The company is currently developing carbon credit projects in the South, including a new project registered in Mississippi in 2024. Weyerhaeuser also sold its second issuance of credits in 2024 from the original Maine project for a per-credit price slightly higher than the $29 it received in 2023, Stockfish reports. Weyerhaeuser has several additional carbon credit initiatives in the pipeline.
“We should see a pretty significant uptick in carbon credit sales in 2025,” he notes. “I don’t think there is anyone else in our space with the portfolio and expertise to go after this opportunity at scale like Weyerhaeuser.”
Weyerhaeuser’s next big carbon opportunity is taking place under its forests, where it will lease pore space to industrial emitters for the permanent underground storage of carbon dioxide. Weyerhaeuser has identified 500,000 acres with suitable subsurface characteristics and so far has signed agreements with three developers for potential projects. An exploration agreement with Lapis Energy LP could result in multiple projects.
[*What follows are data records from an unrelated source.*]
PR #118, opened 2020-11-16
Removing classical and quantum registers from to/from qiskit function…

simonwa7:
…s. All qubits will be added to the same quantum register

### DIFF
--- a/src/python/zquantum/core/circuit/_gate.py
+++ b/src/python/zquantum/core/circuit/_gate.py
@@ -34,7 +34,7 @@ class Gate(object):
         params: list[any]
             List of parameters associated with the gate.
         The above three attributes follow a standard convention that is enforced throughout
-        Zap OS.
+        z-quantum-core
 
         (optional attribute)
         info: dictionary
--- a/src/python/zquantum/core/circuit/_gate.py
+++ b/src/python/zquantum/core/circuit/_gate.py
@@ -23,18 +23,18 @@ from ._qubit import Qubit
 
 class Gate(object):
     """Class for storing information associated with a quantum gate.
- 
+
     Attributes:
         name: string
             Name of the gate. Examples include 'H', 'CNOT' etc.
             The validity of the name goes hand in hand with the specific package
             for quantum computation, as described in 'label'.
         qubits: list[Qubit]
-            List of core.qubit.Qubit object that the gate operates on. 
+            List of core.qubit.Qubit object that the gate operates on.
         params: list[any]
-            List of parameters associated with the gate. 
+            List of parameters associated with the gate.
         The above three attributes follow a standard convention that is enforced throughout
-        Zap OS. 
+        Zap OS.
 
         (optional attribute)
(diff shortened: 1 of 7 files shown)


src/python/zquantum/core/circuit/_gate.py
```diff
@@ -23,18 +23,18 @@
...
             for quantum computation, as described in 'label'.
         qubits: list[Qubit]
-            List of core.qubit.Qubit object that the gate operates on. 
+            List of core.qubit.Qubit object that the gate operates on.
         params: list[any]
-            List of parameters associated with the gate. 
+            List of parameters associated with the gate.
         The above three attributes follow a standard convention that is enforced throughout
-        Zap OS. 
+        Zap OS.
```
mstechly, line 37: I think we can drop "Zap OS" naming from here ;)

src/python/zquantum/core/circuit/_gate.py
```diff
@@ -377,7 +386,7 @@ def to_cirq(self, input_cirq_qubits=None):
         if self.name == "ZZ":
             return cirq.ZZ(cirq_qubits[0], cirq_qubits[1]) ** (params[0] * 2 / pi)
 
-    def to_qiskit(self, qreg=None):
+    def to_qiskit(self, qreg, creg):
```
mstechly, line 389: Shouldn't `creg` be an optional parameter that we should create as some default if it's not provided?

src/python/zquantum/core/utils_test.py
```diff
@@ -304,19 +308,10 @@ def test_two_value_estimates_are_equal_iff_their_values_and_precisions_are_equal
 
 
 @pytest.mark.parametrize(
-    "estimate",
-    [
-        ValueEstimate(2.0),
-        ValueEstimate(5.0, precision=1e5)
-    ]
+    "estimate", [ValueEstimate(2.0), ValueEstimate(5.0, precision=1e5)]
```
mstechly, line 311: It doesn't seem to really matter, but precision here is `1e5`, shouldn't it be `1e-5`?

mstechly (approved):

src/python/zquantum/core/circuit/_gate.py
simonwa7: I was toying with this idea, but I don't think it makes sense to create registers that are only "seen" by the Gate class. The register should be created/controlled by the circuit itself.

src/python/zquantum/core/circuit/_gate.py
simonwa7: bc7736d

src/python/zquantum/core/utils_test.py
simonwa7: ccf2ad5

src/python/zquantum/core/circuit/_gate.py
mstechly: Ok, sounds good to me :)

“Carbon capture is a component that we’re excited about, and I think it will be a fairly large piece of the business in the future,” Stockfish says. “But it’s going to take time to build out the infrastructure.”

Back in 1900, it’s a safe bet that Frederick Weyerhaeuser couldn’t have foreseen making money by selling credits based on photosynthesis and burying carbon dioxide deep underground. To the extent the solutions prove effective, however, they will be in line with his focus on protecting the land for future generations.
“The management of forests is always going to be the core part of our business,” Stockfish says. “But it’s pretty exciting to think about opportunities to create incremental value in our Natural Climate Solutions business. It’s a business that didn’t even exist a few years ago, but it’s quickly becoming an important driver of growth for our company and also another way for us to make a positive impact on the world.”